#### [Work task]
The material below holds a span beginning at the line with "- Let us make" and ending at the line with "validatorAccounts?: Account[]". Quote that span exactly, both ends included, and only that span.
--- START ---
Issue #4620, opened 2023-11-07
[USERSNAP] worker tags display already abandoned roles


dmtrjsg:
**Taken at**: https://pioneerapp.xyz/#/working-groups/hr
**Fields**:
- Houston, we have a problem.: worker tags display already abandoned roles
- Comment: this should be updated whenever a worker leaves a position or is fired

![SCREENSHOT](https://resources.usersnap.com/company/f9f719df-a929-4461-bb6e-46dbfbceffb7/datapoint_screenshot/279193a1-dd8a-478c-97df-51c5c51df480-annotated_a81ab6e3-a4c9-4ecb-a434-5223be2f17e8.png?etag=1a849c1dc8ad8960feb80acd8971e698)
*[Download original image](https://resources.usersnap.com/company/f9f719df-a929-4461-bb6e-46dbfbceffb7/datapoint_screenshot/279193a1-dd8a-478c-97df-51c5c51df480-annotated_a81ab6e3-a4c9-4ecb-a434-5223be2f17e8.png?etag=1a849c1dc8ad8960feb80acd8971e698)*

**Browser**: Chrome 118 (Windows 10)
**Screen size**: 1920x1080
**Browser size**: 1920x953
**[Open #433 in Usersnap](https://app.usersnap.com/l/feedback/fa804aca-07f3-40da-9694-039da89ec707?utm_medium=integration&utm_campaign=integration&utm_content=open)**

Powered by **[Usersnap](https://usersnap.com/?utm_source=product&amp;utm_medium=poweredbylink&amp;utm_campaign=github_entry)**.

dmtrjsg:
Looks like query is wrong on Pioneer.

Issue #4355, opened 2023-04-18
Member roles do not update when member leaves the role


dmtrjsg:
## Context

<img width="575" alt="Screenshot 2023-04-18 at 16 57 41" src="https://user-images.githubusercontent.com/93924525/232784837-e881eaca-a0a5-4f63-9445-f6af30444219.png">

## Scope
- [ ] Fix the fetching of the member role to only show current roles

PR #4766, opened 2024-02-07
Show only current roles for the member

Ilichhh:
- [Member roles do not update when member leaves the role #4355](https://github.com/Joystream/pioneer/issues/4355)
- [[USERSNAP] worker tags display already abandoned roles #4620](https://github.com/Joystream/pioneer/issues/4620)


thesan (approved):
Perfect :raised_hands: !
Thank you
--- END ---
--- START ---
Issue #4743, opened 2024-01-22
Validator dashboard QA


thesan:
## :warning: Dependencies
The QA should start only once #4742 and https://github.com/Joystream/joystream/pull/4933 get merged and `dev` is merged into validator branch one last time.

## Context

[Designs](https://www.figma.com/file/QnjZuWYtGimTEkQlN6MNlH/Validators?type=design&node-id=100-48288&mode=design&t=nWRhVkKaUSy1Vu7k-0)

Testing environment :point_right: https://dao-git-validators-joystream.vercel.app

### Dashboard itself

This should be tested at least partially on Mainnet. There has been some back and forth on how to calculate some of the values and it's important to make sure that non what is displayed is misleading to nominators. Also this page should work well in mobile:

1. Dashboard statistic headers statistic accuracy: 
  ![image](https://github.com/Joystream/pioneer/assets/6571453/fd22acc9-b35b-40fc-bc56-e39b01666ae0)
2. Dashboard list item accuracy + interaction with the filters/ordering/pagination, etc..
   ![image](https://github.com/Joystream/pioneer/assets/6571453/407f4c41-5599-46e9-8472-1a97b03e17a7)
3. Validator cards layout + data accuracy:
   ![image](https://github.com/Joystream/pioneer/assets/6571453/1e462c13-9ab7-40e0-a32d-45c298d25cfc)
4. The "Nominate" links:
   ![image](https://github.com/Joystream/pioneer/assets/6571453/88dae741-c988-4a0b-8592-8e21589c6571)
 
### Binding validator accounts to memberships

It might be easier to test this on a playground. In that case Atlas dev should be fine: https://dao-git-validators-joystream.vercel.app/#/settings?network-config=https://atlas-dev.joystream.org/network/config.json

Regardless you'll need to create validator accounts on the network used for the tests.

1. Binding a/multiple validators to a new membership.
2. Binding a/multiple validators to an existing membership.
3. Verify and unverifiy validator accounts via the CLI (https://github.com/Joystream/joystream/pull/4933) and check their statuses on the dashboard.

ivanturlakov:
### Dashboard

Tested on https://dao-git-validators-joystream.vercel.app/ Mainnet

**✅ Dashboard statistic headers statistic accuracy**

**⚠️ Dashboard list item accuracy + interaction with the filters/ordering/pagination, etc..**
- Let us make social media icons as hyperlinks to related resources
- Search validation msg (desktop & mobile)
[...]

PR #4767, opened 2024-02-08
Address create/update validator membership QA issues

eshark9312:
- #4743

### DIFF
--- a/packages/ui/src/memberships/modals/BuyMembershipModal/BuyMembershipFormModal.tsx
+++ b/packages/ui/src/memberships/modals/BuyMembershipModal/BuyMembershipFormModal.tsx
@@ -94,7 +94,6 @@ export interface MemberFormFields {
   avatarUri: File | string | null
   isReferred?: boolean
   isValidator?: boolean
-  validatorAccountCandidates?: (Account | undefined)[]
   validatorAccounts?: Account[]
--- END ---
#### [Reply]
- Let us make social media icons as hyperlinks to related resources
- Search validation msg (desktop & mobile)
[...]

PR #4767, opened 2024-02-08
Address create/update validator membership QA issues

eshark9312:
- #4743

### DIFF
--- a/packages/ui/src/memberships/modals/BuyMembershipModal/BuyMembershipFormModal.tsx
+++ b/packages/ui/src/memberships/modals/BuyMembershipModal/BuyMembershipFormModal.tsx
@@ -94,7 +94,6 @@ export interface MemberFormFields {
   avatarUri: File | string | null
   isReferred?: boolean
   isValidator?: boolean
-  validatorAccountCandidates?: (Account | undefined)[]
   validatorAccounts?: Account[]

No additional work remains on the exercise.